PR #901, opened 2022-11-01
Removes get_U_fn from SingleTopology

badisa:
* Used linear intepolation, which means it is inconsistent with `topo.setup_intermediate_state(lam).get_U_fn()` which is what is used in production


maxentile (approved):

mcwitt (approved):

proteneer (approved):
lgtm

PR #904, opened 2022-11-04
Update minimization frc checks

jkausrelay:
- Use consistent value in checks between minimizer and get_strained_atoms
- Have minimizer raise MinimizationError so users can handle this error specially


proteneer (approved):
lgtm - I think the 25k is pretty arbitrary but seems to be okay so far.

▬▬▬▬▬▬▬▬▬▬

**How to complete this task**. Tally the lines in the data that contain the string "opened". Report only the total.

**Solution**. 2